The head of the Russian Ministry of Finance, Anton Siluanov, at a meeting with international investors on the margins of the Spring Session of the International Monetary Fund (IMF) spoke about the “Plan B” that Moscow is preparing to counter possible sanctions against state banks and Russian government debt.
According to Siluanov, after the meeting, the journalists were interested in what would happen if they imposed sanctions on the banking sector.
“I constantly say that if sanctions are imposed on banks with state participation (the question of such sanctions decisions is completely understandable – to create instability, destabilization in Russia), then the government and the Bank of Russia have the tools and all the possibilities to , support all customers, provide them with full payments, cash, non-cash, in dollars and in national currency. Both the central bank and the government will be connected here. Therefore, we will react, ”said the Minister, recognizing that the imposition of such sanctions would be unpleasant.
According to Siluanov, the Russian economy has reserves to withstand these restrictions.
“We now have two risks with regard to sanctions: this is the debt (restrictions on the new debt and on the circulation of the old government debt) and five state banks. I see these two serious risks. If they are implemented, of course, it will be unpleasant for us, ”he noted.

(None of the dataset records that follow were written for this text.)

PR #4221, opened 2017-11-28
Ibrahimahmed443/wl 1043 sandbox automation

ibrahimahmed443:
Configuration Pull Request
---


ibrahimahmed443:
@bill-filler @afzaledx Here's the work in progress related to the ansible scripts.

feanil:
@ibrahimahmed443 this is very specific to edx, our specific DNS setting for whitelabels shouldn't be exposed here.  There should be variables that we override in sandbox-internal that allows us to add more sites.

playbooks/roles/discovery/defaults/main.yml
```diff
@@ -53,7 +53,7 @@ DISCOVERY_ELASTICSEARCH_INDEX_NAME: 'catalog'
 
 DISCOVERY_MEMCACHE: [ 'memcache' ]
 
-DISCOVERY_VERSION: "master"
+DISCOVERY_VERSION: "hasnain-naveed/WL-1295"
```
fredsmith: why?

playbooks/roles/discovery/defaults/main.yml
```diff
@@ -122,7 +122,7 @@ DISCOVERY_REPOS:
     DOMAIN: "{{ COMMON_GIT_MIRROR }}"
     PATH: "{{ COMMON_GIT_PATH }}"
     REPO: 'course-discovery.git'
-    VERSION: "{{ DISCOVERY_VERSION }}"
+    VERSION: "hasnain-naveed/WL-1295"
```
fredsmith: you're setting this to the same as the above.  seems unnecessary.  Also, we shouldn't change the default to a dev branch.

ibrahimahmed443: This is because DISCOVERY_VERSION is overridden from somewhere else. So I had to set this explicitly here. We will remove this code anyway, as the branch gets merged.

ibrahimahmed443:
@fredsmith its ready for another look.

playbooks/roles/whitelabel/tasks/main.yml
```diff
@@ -0,0 +1,52 @@
...
+  become_user: "{{ edxapp_user }}"
+  environment: "{{ edxapp_environment }}"
+  with_items: "{{ WHITELABEL_ORG }}"
+
+# Discovery
+
+- name: Run discovery playbook
+  become: True
+  shell: >
+    /edx/app/edx_ansible/venvs/edx_ansible/bin/ansible-playbook -i localhost, -c local
```
fredsmith: the relevant parts of this playbook should either be included in your playbook, or should have their roles meta'ed in as dependencies.

playbooks/roles/whitelabel/defaults/main.yml
```diff
@@ -0,0 +1,10 @@
+WHITELABEL_THEME_DIR: "edx-themes"
+
+WHITELABEL_COURSE_TITLE: "test_course"
+WHITELABEL_COURSE_RUN: "2017"
+WHITELABEL_MODULE_STORE: "split"
+
+WHITELABEL_MYSQL_COMMANDS:
+  - "CREATE SCHEMA {{ DISCOVERY_DEFAULT_DB_NAME }};"
+  - "CREATE USER '{{ DISCOVERY_MYSQL_USER }}'@'{{ DISCOVERY_MYSQL }}' IDENTIFIED BY '{{ DISCOVERY_MYSQL_PASSWORD }}';"
+  - "GRANT ALL PRIVILEGES ON {{ DISCOVERY_DEFAULT_DB_NAME }}.* TO '{{ DISCOVERY_MYSQL_USER }}'@'{{ DISCOVERY_MYSQL }}';"
```
fredsmith: the app user should only have the required permissions, not all permissions.

playbooks/edx-east/whitelabel.yml
```diff
@@ -0,0 +1,10 @@
+- name: Setup Whitelabel themes
+  hosts: all
+  become: True
+  gather_facts: True
+  vars_files:
+    - "roles/edxapp/defaults/main.yml"
```
fredsmith: I'm not crazy about this, but I see that there is prior art in edx_provision.yml for including another role's vars.    The right way to do this is to have a vars role that both roles include, but I think that is out of scope here.

fredsmith (changes requested):
We shouldn't be calling ansible-playbook -c local from within a playbook.  Please find a way to do that using roles.

bill-filler:
@ibrahimahmed443 
please address the comments that Fred made last week so we can get this landed

ibrahimahmed443:
@fredsmith I copied the required part from discovery into my playbook [here](https://github.com/edx/configuration/pull/4221/commits/735a0f393d5d19dd8783b2113d062f9a2c62f25c); however, by doing so I started getting the same errors as  we would if we setup discovery by ticking the discovery checkbox from Jenkins. That is, "Access denied for user 'migrate'@'localhost' to database 'discovery'".

If I run the discovery playbook directly as I was doing earlier, this runs successfully. I am not fully aware of the history of why this happens, but it was documented by another team that discovery doesn't work by ticking the checkbox, rather we have to run the playbook after setting up the sandbox. And I was doing a similar thing by ansible-playbook -c local.

fredsmith:
@ibrahimahmed443 have you tried to make sure that the edxlocal role is creating the correct databases before your discovery playbook is run?  

The database appears to be defined in here:  https://github.com/edx/configuration/blob/master/playbooks/roles/edxlocal/defaults/main.yml#L16

The discoery database should be created (https://github.com/edx/configuration/blob/master/playbooks/roles/edxlocal/tasks/main.yml#L13) and granted access (https://github.com/edx/configuration/blob/master/playbooks/roles/edxlocal/tasks/main.yml#L30)

So if that task is run before your failed task above, something is not being passed properly into your task.  If that task is not run before your failed task, you should figure out how to structure the meta dependencies to make it happen first.

bill-filler:
@ibrahimahmed443 
courses no longer configured for WL sites. I see none on HMS, Wharton and mitxpro after configuring the sandbox

ibrahimahmed443:
@bill-filler On Friday, Kashif pointed out that we should be able to specify the "course display name/title" and we found out the management command used to create course does not support that. We created a new branch in LMS: hasnain-naveed/create_course_change which makes this change. Hence for now, while creating a sandbox, this branch needs to be specified in the edxapp version field.

ibrahimahmed443:
@fredsmith Can you give a thumbs up on this PR?

fredsmith (approved):
Looks great 👍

“But on duty, if foreigners“ fled ”two years ago (from Russian government bonds), they were replaced by our domestic ones. Now (foreigners) again “run” in our papers. If again they will “run away” (because of the new sanctions), we finally have budgetary remnants, we will definitely hold out for a year. Even on these balances, without borrowing. In the following years, we will look, we have accumulated reserves, (the funds have grown) of the National Welfare Fund, ”said the head of the Ministry of Finance.
At the same time, Siluanov did not rule out, in case of a decrease in oil prices, the National Wealth Fund may also be involved.
He also did not rule out that in case of “flight” of foreign investors from Russian government bonds, Moscow will be able to borrow money in the domestic market, albeit at higher rates.
“As for banks, here it is simply necessary to ensure the fulfillment of all their obligations. We have a list of decisions that need to be taken in case of such sanctions, ”he added.
In early April, a bill was passed to the US Congress, which, in particular, implies the blocking of assets in the United States by “two or more” major Russian banks for the “interference” of Moscow in the American elections.
Sberbank, VTB, VEB, Russian Agricultural Bank and Gazprombank may be subject to restrictions. The draft also provides for a softer measure: tightening or banning the opening of correspondent accounts with these banks in the United States. In addition, the document proposes a ban on transactions with Russian sovereign debt and on any investments in the energy sector (primarily, in oil and gas production) – both for Americans and for foreign citizens.
The law states that similar sanctions against Russia should be imposed by European countries. The strategy for joint work with the EU, the US president will have to send to Congress within 180 days after the entry into force of the law.
In March, the US Department of Justice published the main findings of Special Prosecutor Robert Muller following a nearly two-year “Russian investigation” – a case about “Moscow’s interference in the American elections” and “Trump’s conspiracy with Russia.”
Muller accused a group of Russian citizens of interfering in the US elections in 2016. It is emphasized that neither Trump nor his team in collusion with Russia were not.
In the Kremlin, the accusations against Moscow were described as untenable and groundless.